Personal information
- Full name: Gregory Raj Sewdial
- Born: September 6, 1991 (age 35) The Bronx, New York, United States
- Batting: Right-handed
- Bowling: Right-arm off spin

International information
- National side: United States (2008);

Career statistics
| Competition | List A |
| Matches | 2 |
| Runs scored | 18 |
| Batting average | 18.00 |
| 100s/50s | 0/0 |
| Top score | 18* |
| Catches/stumpings | 2/– |
- Source: CricketArchive, October 7, 2015

= Greg Sewdial =

American cricketer

Gregory Raj Sewdial (born 6 September 1991) is an American cricketer who played a single tournament for the U.S. national team in 2008.

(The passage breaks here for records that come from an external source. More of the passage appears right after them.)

PR #5414, opened 2025-02-12
use correct domain for app socket connection

ds300:
this was using the raw process.env.MULTIPLAYER_SERVER when it should have been using the MULTIPLAYER_SERVER const defined in our config file, which uses the local origin in staging and prod.

### Change type

- [x] `other`

### DIFF
--- a/apps/dotcom/client/src/tla/app/TldrawApp.ts
+++ b/apps/dotcom/client/src/tla/app/TldrawApp.ts
@@ -32,6 +32,7 @@ import {
 	parseTldrawJsonFile,
 	react,
 } from 'tldraw'
+import { MULTIPLAYER_SERVER } from '../../utils/config'
 import { multiplayerAssetStore } from '../../utils/multiplayerAssetStore'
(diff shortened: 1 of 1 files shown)


apps/dotcom/client/src/tla/app/TldrawApp.ts
```diff
@@ -95,7 +96,7 @@ export class TldrawApp {
 				})
 				const token = await getToken()
 				params.set('accessToken', token || 'no-token-found')
-				return `${process.env.MULTIPLAYER_SERVER}/api/app/${userId}/connect?${params}`
+				return `${MULTIPLAYER_SERVER}/api/app/${userId}/connect?${params}`
```
MitjaBezensek, line 99:
```suggestion
				return `${MULTIPLAYER_SERVER}/app/${userId}/connect?${params}`
```

Looks like `MULTIPLAYER_SERVER` already adds the `/api`

MitjaBezensek (approved):

PR #5425, opened 2025-02-13
Actively prune users.

MitjaBezensek:
Track the time that users received their last updates then periodically prune them.

Resolves INT-748

### Change type

- [x] `improvement`

### DIFF
--- a/apps/dotcom/sync-worker/src/TLPostgresReplicator.ts
+++ b/apps/dotcom/sync-worker/src/TLPostgresReplicator.ts
@@ -135,6 +135,7 @@ export class TLPostgresReplicator extends DurableObject<Environment> {
 
 		const activeUsers = this.sql.exec('SELECT id FROM active_user').toArray() as { id: string }[]
 		const now = Date.now()
+		this.lastUserPruneTime = now
 		for (const user of activeUsers) {
 			this.usersWithUpdates.set(user.id, now)
 		}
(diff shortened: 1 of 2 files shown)


apps/dotcom/sync-worker/src/TLPostgresReplicator.ts
```diff
@@ -187,6 +190,27 @@ export class TLPostgresReplicator extends DurableObject<Environment> {
...
+		const activeUserIds = this.ctx.storage.sql
+			.exec('SELECT id FROM active_user')
+			.toArray()
+			.map((u) => u.id) as string[]
+		for (const id of activeUserIds) {
+			const lastUserUpdate = this.usersWithUpdates.get(id)
+			// User has had updates in the last prune period, so skip them
+			if (lastUserUpdate && now - lastUserUpdate < PRUNE_TIME) continue
+			// Their time is up
+			this.usersWithUpdates.delete(id)
```
ds300, line 209: should this line be moved into `unregisterUser`?

ds300 (approved):

apps/dotcom/sync-worker/src/TLPostgresReplicator.ts
MitjaBezensek: Their time is up in any case, so I think we should just evict them here. The only thing that will change is that it will short circuit the above if condition.

ds300: but if they're still active but we don't send them another update, they'll always be short-circuited right?

PR #5430, opened 2025-02-13
Replace postgres.js pt 1

ds300:
This replaces all the usages of postgres.js for normal (non-subscription) queries with Kysely. 

The next PR will be replacing the postgres.js subscription with [pg-logcial-replication](https://github.com/kibae/pg-logical-replication) and using a persistent replication slot to avoid the need to reboot user DOs whenever there is connection flake.

Then after that we can look at

- keeping a buffer of previous replication events so if a user DO misses a message or two it can request a catch-up rather than having to reboot.
- look at doing persistence in the user DOs and requesting catchups when starting up so during deploys we can avoid triggering a reboot on every active user DO.

And after that, new socket connections should be able to serve relatively up-to-date data immediately and we should have our immediate perf problems solved for a while.

### Change type

- [x] `other`

### DIFF
--- a/apps/dotcom/sync-worker/src/postgres.ts
+++ b/apps/dotcom/sync-worker/src/postgres.ts
@@ -1,32 +1,7 @@
 import { DB } from '@tldraw/dotcom-shared'
 import { Kysely, PostgresDialect } from 'kysely'
 import * as pg from 'pg'
-import postgres from 'postgres'
 import { Environment } from './types'
-
-/**
- * In most cases you want to use a pooled connection, which is what `createPostgresConnectionPool` does.
- * Use this one only for cases like subscriptions where you need to listen for notifications / WAL.
- */
-export function createPostgresConnection(
-	env: Environment,
-	{ name, idleTimeout = 30 }: { name: string; idleTimeout?: number }
-) {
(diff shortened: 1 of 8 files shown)


apps/dotcom/sync-worker/src/postgres.ts
```diff
@@ -39,7 +14,7 @@ export function createPostgresConnectionPool(env: Environment, name: string) {
 			connectionString: env.BOTCOM_POSTGRES_POOLED_CONNECTION_STRING,
 			application_name: name,
 			idleTimeoutMillis: 10_000,
-			max: 450,
```
ds300, line 42: i think this should be 1? since it's not a shared connection pool, it's just one pool per durable object, and really we should only need one connection per durable object?

MitjaBezensek (approved):
👍

apps/dotcom/sync-worker/src/postgres.ts
ds300: looks like kysely's postgres dialect straight up requires a connection pool, no option for a single client. 

The only potential downside might be accidentally blocking some operations? e.g. the replicator fetches guest file subscriptions, wouldn't want those to block each other. I'll bump this up to 100 for the replicator, and keep it at 1 for other things that don't serve multiple clients.

PR #5827, opened 2025-04-04
a11y: add way to focus styling menu via kbd

mimecuvalo:
Cmd+Enter to focus the styling menu. This was originally going to open up the context menu but that seemed secondary for now to the styling menu.

### Change type

- [ ] `bugfix`
- [x] `improvement`
- [ ] `feature`
- [ ] `api`
- [ ] `other`

### Release notes

- a11y: add way to focus the styling menu via kbd


SomeHats (changes requested):
When I was testing this, I noticed a couple of weird behaviours:
1. Sometimes, when opening the context menu, the selected shape would go back to the first in the document. I couldn't repro this on video though, not sure what it was about
2. The mobile rotate handle shows up when I do this. I can interact with it once, but then it goes away. Spooky.
3. There's a weird delay between hitting the shortcut and the menu opening. The mobile handle makes this extra noticeable because it appears instantly
4. I can't tab through the context menu. Maybe that's not the convention here, but it's the first thing I tried
5. When it opens, should the first item be focused with the ring around it? 

Kapture 2025-04-07 at 13 55 47

Any way we can resolve these?

mimecuvalo:
> Sometimes, when opening the context menu, the selected shape would go back to the first in the document. I couldn't repro this on video though, not sure what it was about

This might have been resolved in https://github.com/tldraw/tldraw/pull/5837 which had issues with tab capture sometimes. But hard to say.

mimecuvalo:
> I can't tab through the context menu. Maybe that's not the convention here, but it's the first thing I tried

For menus, you have to use up/down fwiw.

packages/tldraw/src/lib/ui/components/ContextMenu/DefaultContextMenu.tsx
```diff
@@ -20,6 +20,24 @@ export const DefaultContextMenu = memo(function DefaultContextMenu({
...
+	}, [])
+
+	useEffect(() => {
+		// Make sure to remove the event listener when the component unmounts.
+		return () => {
+			document.body.removeEventListener('keydown', preventEscapeFromLosingShapeFocus, {
+				capture: true,
+			})
+		}
+	}, [preventEscapeFromLosingShapeFocus])
```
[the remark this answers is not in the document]
mimecuvalo: good call 👍

mimecuvalo:
Ok, fixed up the mobile rotate handle, silly issue there.

I tried resolving the delay of opening but couldn't figure that out, it's a head scratcher. As far as I can tell, the event is dispatched and then useCanvasEvent dispatches it internally. It's hard to say why it takes an extra tick.
The other topics we discussed offline, thanks for the review!

SomeHats:
OK I managed to capture the selection moving issue: 

https://github.com/user-attachments/assets/11bf0764-36b3-4a1b-b0fd-3cb88691f7af

I also noticed when this was happening that tab was moving me around the examples list, but cmd-enter was still opening the context menu of the current selected shape

mimecuvalo:
> OK I managed to capture the selection moving issue:
> 
>  Kapture.2025-04-10.at.11.53.07.mp4 
> I also noticed when this was happening that tab was moving me around the examples list, but cmd-enter was still opening the context menu of the current selected shape

Huh, I think I see, I might have to see this in person. (it's harder to tell without the keyboard plugin in Kap to show when keys are being pressed to follow along, heh)

mimecuvalo:
Ok, this has been reworked. PTAL @SomeHats 
I think one missing thing, for a separate PR, is having Escape return to the previously focused area, instead of losing context.

steveruizok:
Some notes:

High level:

I thought we were focusing for now on reading / navigating the canvas before exploring accessibility-relate features for editing / modifying canvas content, which seems to be a separate and much larger question. I still think this is a good idea. 

If we want to roll forward with these sorts of PRs, I'd flag them all as possibly-changing if we come up with other solutions. For example, we may do kbd sequences for different panels, i.e. p-c-1 for style-panel, colors, and black; and free uo Cmd+Enter for some other interaction.

Low level:

- When I press Cmd+Enter, the style panel does not display a focus indicator until I use the Tab or arrow keys to move between items in the menu
- Almost seems like there should be a display change in the style panel itself, i.e. some focus ring or other indication that focus has moved to that panel. Same really for the toolbar and other places where we're tabbing from panel to panel.

mimecuvalo:
> I thought we were focusing for now on reading / navigating the canvas before exploring accessibility-relate features for editing / modifying canvas content, which seems to be a separate and much larger question. I still think this is a good idea.

The core issue with navigating is that you tabbing away between the canvas and the surrounding chrome means that the shapes aren't selected. So, while you _can_ tab to the style panel, it's useless unless there's a shape selected. This provides  the crucial tie between the UI and canvas.

> If we want to roll forward with these sorts of PRs, I'd flag them all as possibly-changing if we come up with other solutions. 

I think we discussed this offline yesterday but I can't tell if your comment was after/before that conversation. Miro, for example has the same paradigm for Cmd+Enter of focusing the contextual toolbar (in our case the Style Panel).

> For example, we may do kbd sequences for different panels, i.e. p-c-1 for style-panel, colors, and black; and free uo Cmd+Enter for some other interaction.

I would strongly, strongly argue that this too many shortcuts for a person to remember. It's not about having Vim/Emacs-like mappings to everything (that's hard even for coders sometimes! let alone regular folk). I don't think we should be protective about Cmd+Enter being useful for some other interaction.

> When I press Cmd+Enter, the style panel does not display a focus indicator until I use the Tab or arrow keys to move between items in the menu

I mentioned this on another issue: what you're probably running into is you haven't crossed the browser heuristic for being in "tabbing mode" for the focus-visible to start showing up. You need to not click a shape and then hit Cmd+Enter, that won't work initially (w/o doing tab/arrow as you say). You'll need to be tabbing around shapes, then hit Cmd+Enter, as a person using accessibility features in the real world would. If we felt strongly that we would want this to not be just for a11y users, we would use `:focus` instead of `:focus-visible` - we can clarify this with the consultant, but I would say we should still stick with `:focus-visible` imo.

MitjaBezensek:
Not sure if it's connected to this PR, but it looks like tabbing to the size part of the style panel does not land on the correct element (see how I land on L, where the selected option is M).

https://github.com/user-attachments/assets/4937afaf-3807-412d-b5b6-862990048324

Similarly here with a few other properties:

https://github.com/user-attachments/assets/20d7afa8-84dc-4fae-b81d-c2b8e0e8bbe9

We'd probably want to show the focus ring when we open the shape menu?

https://github.com/user-attachments/assets/c0030efe-a2ca-426d-b34e-e55af363d347

Another thing that might not be connected is that I'd want the up and down arrows to also work while moving between elements in the style panel (like moving between colors since we have multiple rows).

> The core issue with navigating is that you tabbing away between the canvas and the surrounding chrome means that the shapes aren't selected. So, while you can tab to the style panel, it's useless unless there's a shape selected. This provides the crucial tie between the UI and canvas.

It does look like you can still tab to the style panel with no shapes selected? Also, I guess we do want to allow that, so that you can change the styles for next shape?

packages/tldraw/src/lib/ui/context/actions.tsx
```diff
@@ -1510,6 +1510,21 @@ export function ActionsProvider({ overrides, children }: ActionsProviderProps) {
 					trackEvent('change-page', { source, direction: 'next' })
 				},
 			},
+			{
+				id: 'adjust-shape-styles',
+				label: 'a11y.adjust-shape-styles',
+				kbd: 'cmd+Enter,ctrl+Enter',
+				readonlyOk: true,
```
MitjaBezensek, line 1517: Don't think we even show the style menu in readonly?

mimecuvalo:
> Not really connected to this PR, but it looks like tabbing to the size part of the style panel does not land on the correct element (see how I land on L, where the selected option is M).

yeah, this is ok. the browser / radix "remembers" where you last had focus.

mimecuvalo:
> Another thing that might not be connected is that I'd want the up and down arrows to also work while moving between elements in the style panel (like moving between colors since we have multiple rows).

maaaybe, i think for that, i want to talk w/ our consultant on what best practices is for that. it's unclear to me (and Alex)

> It does look like you can still tab to the style panel with no shapes selected? Also, I guess we do want to allow that, so that you can change the styles for next shape?

yeah, we still want to allow this case 👍

packages/tldraw/src/lib/ui/context/actions.tsx
mimecuvalo: good point! fixed

MitjaBezensek (approved):

PR #5829, opened 2025-04-06
Update quick-start.mdx

tulavamsidheeraj:
The props.text is rising an error of unexpected property. This change will fix it.


tulavamsidheeraj:

SomeHats:
Thanks @tulavamsidheeraj! I wanted to make sure we got the `import` correct too so I moved your change over to #5836. Thank you for flagging this!

PR #5834, opened 2025-04-07
Fix flyio app prunning and deployment.

MitjaBezensek:
Looks like we need to pass the `-y` flag to [accept the confirmation](https://fly.io/docs/flyctl/apps-destroy/#options) when pruning the apps. [Failure](https://github.com/tldraw/tldraw/actions/runs/14297908654/job/40067462974#step:6:346) of the last run.

Preview deploys were also failing to start correctly because of permissions deployment issue. We tried to deploy permissions before deploying zero, which failed since the zero hasn't had the chance to create the tables yet.

### Change type

- [x] `bugfix`

### DIFF
--- a/internal/scripts/deploy-dotcom.ts
+++ b/internal/scripts/deploy-dotcom.ts
@@ -253,22 +253,6 @@ async function deployAssetUploadWorker({ dryRun }: { dryRun: boolean }) {
 	})
 }
 
-async function deployPermissionsToFlyIo() {
-	const schemaPath = path.join(REPO_ROOT, 'packages', 'dotcom-shared', 'src', 'tlaSchema.ts')
-	const permissionsFile = 'permissions.sql'
-	await exec('npx', [
-		'zero-deploy-permissions',
-		'--schema-path',
-		schemaPath,
-		'--output-file',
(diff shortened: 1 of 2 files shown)


internal/scripts/deploy-dotcom.ts
```diff
@@ -415,6 +399,22 @@ function updateFlyioToml(appName: string): void {
...
+	const schemaPath = path.join(REPO_ROOT, 'packages', 'dotcom-shared', 'src', 'tlaSchema.ts')
+	const permissionsFile = 'permissions.sql'
+	await exec('npx', [
+		'zero-deploy-permissions',
+		'--schema-path',
+		schemaPath,
+		'--output-file',
+		permissionsFile,
+	])
+	const result = await exec('psql', [env.BOTCOM_POSTGRES_CONNECTION_STRING, '-f', permissionsFile])
```
MitjaBezensek, line 412: The command failed, but it didn't stop the deployment. Added a check for it so that it now fails: https://github.com/tldraw/tldraw/actions/runs/14306723803/job/40092470607?pr=5834#step:12:1017

PR #5837, opened 2025-04-07
a11y: fix focus ring on share menu/embed dialog; also slider/watermark

mimecuvalo:
- fix dotcom share menu (we were using dropdown, and we should have used popover
- fix embed menu on dotcom
- fix slider and watermark capturing tab focus when shapes were selected

### Change type

- [ ] `bugfix`
- [ ] `improvement`
- [ ] `feature`
- [ ] `api`
- [x] `other`


mimecuvalo:
going to land this now and @MitjaBezensek's gonna do an async review

PR #5844, opened 2025-04-08
Fix e2e tests.

MitjaBezensek:
This implements `run` api that zero has added.

Also had to make some of our apis async. Example issue that this fixes is duplicating files. There we first called `createFile` and then navigated to it. But since `insertWithFileState` is `async` we got the file state update from the navigation before the file was actually created, which caused some issues.

### Change type

- [x] `bugfix`


apps/dotcom/client/src/tla/app/zero-polyfill.ts
```diff
@@ -182,9 +180,21 @@ export class Zero {
 		}
 		return {
 			...stuff,
-			where: (column: string, _ownerId: string) => {
+			where: (column: string, op: string, value: any) => {
+				assert(op === '=', 'Only = operator is supported')
```
MitjaBezensek, line 184: Made this explicit, just so we don't start using some operators we currently don't support.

Born in The Bronx to a Guyanese immigrant father, Sewdial attended The Metropolitan High School, and made his debut for the U.S. senior team at the age of 17. He played two matches for the team during the 2008–09 season of the WICB Cup, where matches held list-A status. In the first of those, against Trinidad and Tobago, he was out for a duck, while against the Combined Campuses and Colleges he made 18 not out. Sewdial did not debut for the national under-19 side until the following year, at the 2009 Americas Under-19 Championship. Later in the year, Sewdial also played at the 2009 Under-19 World Cup Qualifier in Canada, which saw the U.S. qualify for the 2010 Under-19 World Cup in New Zealand.

At the 2010 World Cup, Sewdial was appointed vice-captain to Shiva Vashishat. He went on to play in all six of his team's matches, and was the leading runscorer for the U.S., finishing with 125 runs at an average of 31.25. Aged 18 at the time of the World Cup, Sewdial remained eligible for the under-19 team for another year, and consequently was able to play at the 2011 World Cup Qualifier in Ireland. Appointed team captain, he was once again amongst the leading runscorers for the U.S., and against Kenya scored 68 from 103 balls, which saw him named man of the match. Sewdial has not been selected in any further national squads since that tournament, and has been hampered by recurring ankle injuries, which have required several surgeries.